Hi all I have been told about a Torquing diesel tuning box How many have them and what do you think at £350 is it worth it?
I have the 3.0L Iveco (Fiat) lum and I have to say its a great engine goes and pulls like a rocket even with the cruise set a 65 it goes like a dream but I've read I can get more Mpg. It does around 20mpg now so a bit more would be nice but how much do you really get only the people who have them and have ran a few tanks through will know for sure. We only do around 3000 miles a year so if I only get a couple of miles per gallon its just not worth it
Any advice would be welcomed.

Thanks


----------



## locrep (Dec 5, 2011)

Hi, 20mpg is really poor for one of the 3.0l engines, I would first check the fuel figures accurately, if it is that low you may have a problem, assuming you are not climbing mountains all day long.

Any extra power from the engine will put extra strain on what I believe to be a very close to the limit clutch assembly, also you should inform your insurance company of the intended modification & see wether it will effect your premium.

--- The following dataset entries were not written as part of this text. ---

PR #204, opened 2021-05-06
build & push release candidate Docker images

### LINKED ISSUE #201: Release pre-releases as a Docker image too
It just hit me that if we only don't add a tag "latest" to a pre-release Docker image, then it will be effectively like a PyPI pre-release package - people using version "latest" will keep using the latest final while people interested in pre-releases will install them by pointing to their exact versions.

weakcamel:
Closes #201

* refactor dev/build_docker_images.sh
* add a Python script to provide release type based on version string
* build & push Docker images for every release; "latest" only for public ones
* fix a few yamllint issues


weakcamel:
Test for a regular release: 
* https://github.com/weakcamel/gitlabform/actions/runs/818479154

Test for an RC release:
* https://github.com/weakcamel/gitlabform/actions/runs/818477303

dev/build_docker_images.sh
```diff
@@ -4,35 +4,49 @@
...
 #   docker_password
+#   GITHUB_REF
 
 python_version="3.8"
-tags=""
 version="$(cat version)"
 
+set -ue
+
+git_tag="${GITHUB_REF#refs/tags/v*}"
```
weakcamel, line 14: Not sure if that's something desirable to have in here; what do you think @gdubicki

dev/build_docker_images.sh
```diff
@@ -4,35 +4,49 @@
...
-  --tag "${latest}" .
-tags="$tags ${latest}"
+  --tag "${image_name}" .
+
+tags=( "${image_name}" )
 
-docker tag "${latest}" "egnyte/gitlabform:${version}-${suffix}"
-tags="$tags egnyte/gitlabform:${version}-${suffix}"
+# TODO: something more clever here maybe?
+# TODO: do we need to validate the version?
```
gdubicki, line 35: I was thinking about keeping the GitHub Actions job "Skip if this is not a final release" but modify it to pass info if this a final release or not to the bash script. This way we will use the existing Python logic for deciding if this is a final release or not and not have to reimplement it in bash.

gdubicki: That would be perfect. :)

dev/build_docker_images.sh
```diff
@@ -4,35 +4,49 @@
...
+    latest=egnyte/gitlabform:latest
+    docker tag "${image_name}" "${latest}"
+    tags+=( "${latest}" )
+  fi
 fi
 
-for image in ${tags}
-do
+echo "Images to be published: ${tags[*]}"
+for image in "${tags[@]}"; do
```
gdubicki, line 49: [Nit:](https://google.github.io/eng-practices/review/reviewer/standard.html) in these lines you interchange names "tag" and "image" while technically they are different thing. I think that this script would benefit from pulling out only the image name into a separate variable and operate everywhere else on tag and tags. Then only in `docker tag` and `docker push` we would use both.

dev/build_docker_images.sh
gdubicki: I think that we should be consistent from where do we get the version for both Docker images and the PyPI releases.

dev/build_docker_images.sh
weakcamel: Scipt is there. I find the logic of [packaging module](https://packaging.pypa.io/en/latest/version.html
) (or maybe PEP-440) quite baffling though :-)

Namely, I was in no way able to make it raise an exception:

```
$ ./dev/check_release_type.py -V 1.2.3
public
$ ./dev/check_release_type.py -V 1.2.3rc1
pre
$ ./dev/check_release_type.py -V 1.2.3dev
dev
$ ./dev/check_release_type.py -V 1.2.3post1
post
$ ./dev/check_release_type.py -V 1.2.3post1-123.123.123ABC-..
public
$ ./dev/check_release_type.py -V thisisratherweirdisntit
public
$ ./dev/check_release_type.py -V thisisratherweirdisntit?
public
$

```

dev/build_docker_images.sh
weakcamel: agreed, fixed - can you have another look and see if that now makes more sense?

gdubicki: I think that it's much better now, thanks! :)

.github/workflows/publish-to-pypi.yml
```diff
@@ -1,9 +1,10 @@
+---
 name: Publish 🐍 to PyPI
 
 on:
   push:
     tags:
-      - "v*"
+      - "NOv*"  ## TODO: Remove; temporarily changed to allow docker tests
```
weakcamel, line 7: reminder to remove after all testing is done

dev/build_docker_images.sh
gdubicki: True, it is strange.. If I am reading https://www.python.org/dev/peps/pep-0440/#version-scheme correctly then a valid PEP 440 version has to contain at least one digit... And `packaging` declares that `parse` can throw an `packaging.version.InvalidVersion` exception...

But anyway, I would rather check only if it `is_prerelease` or anything else. As in the latter category are both public as well as post release and we DO sometimes release posts and they should be treated as the latest.

weakcamel: Changed per suggestion.

weakcamel:
Issues resolved, re-tested the "public" release here: https://github.com/weakcamel/gitlabform/runs/2536128155?check_suite_focus=true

If these boxes are so clever, why do the major manafacturers not change the MAF to gain more power & the reported fuel savings..

Dave.


----------



## alshymer (Nov 4, 2007)

*Tuning box- diesel*

Hi
I don't think that your 20mpg is far off the mark. It depends, of course what type of van you have.
I have the latest edition Hymer B694 on the 4.25 tonne chassis and am usually pretty well up to the maximum weight, carrying a scooter and a full tank of water.
My previous Hymer on a 3850 chassis gave a similar return so I am very sceptical about some of the mpg figures that are banded about!
I usually average 20 mpg and had previously thought of a tuning box.
I did actually buy one, but found it so difficult to access where it needed to be fitted, that I returned it for credit.
One would have to remove it for servicing under the guarantee.
I feel that if I coudn't afford to run the van, I shouldn't have it, but for all the pleasure and other benefits it allows me, I think I can live with 20mpg.
Hope this helps.
Regards
Alshyer


----------



## jako999 (Oct 19, 2006)

I think what you say is correct if you've got £100,000 of kit then whats a bit of fuel it just annoys me to give so much to the goverment in tax. I'm the same with cars my wifes does 18 mpg and my current car is great on fuel but some of my other cars were really bad high single figures if driven hard.
I think 20mpg for the motor home is about the correct figure as you say they are pushed to the max weight wise and less face it its a house brick on wheels, its just one of those things that you are always look for something new to get and if it helps with the fuel great result.
Thanks


----------



## steco1958 (Mar 5, 2009)

I agree with "Ashleymer"

at 65mph 20mpg is about on the button.

raise the right boot and travel at 60mph, you then get 24pmg ish.


I have to say I am not a fan of these after market devices, the outlay far exceeds the benefit usually in MPG terms.


----------



## Mrplodd (Mar 4, 2008)

£350 buys you a LOT of Diesel. Even if you improve your MPG by 10% thats another 300 miles out of the fuel you buy per year. 

At 20mpg thats only 15 gallons (max you will save.) per year 

At about 6.50 a gallon thats a saving of £97.50 per year. So it will take you about 4 years to break even.

Is it really worth it ????

I wouldnt bother :roll:

A much BETTER idea would be to drop your cruising speed to about 50-55mph. That will give you a decent saving on MPG and its free of course !!!

At 50-55 I get 28mpg out of my Sprinter. At 60-65 it drops to about 20. Do the maths!!!!


----------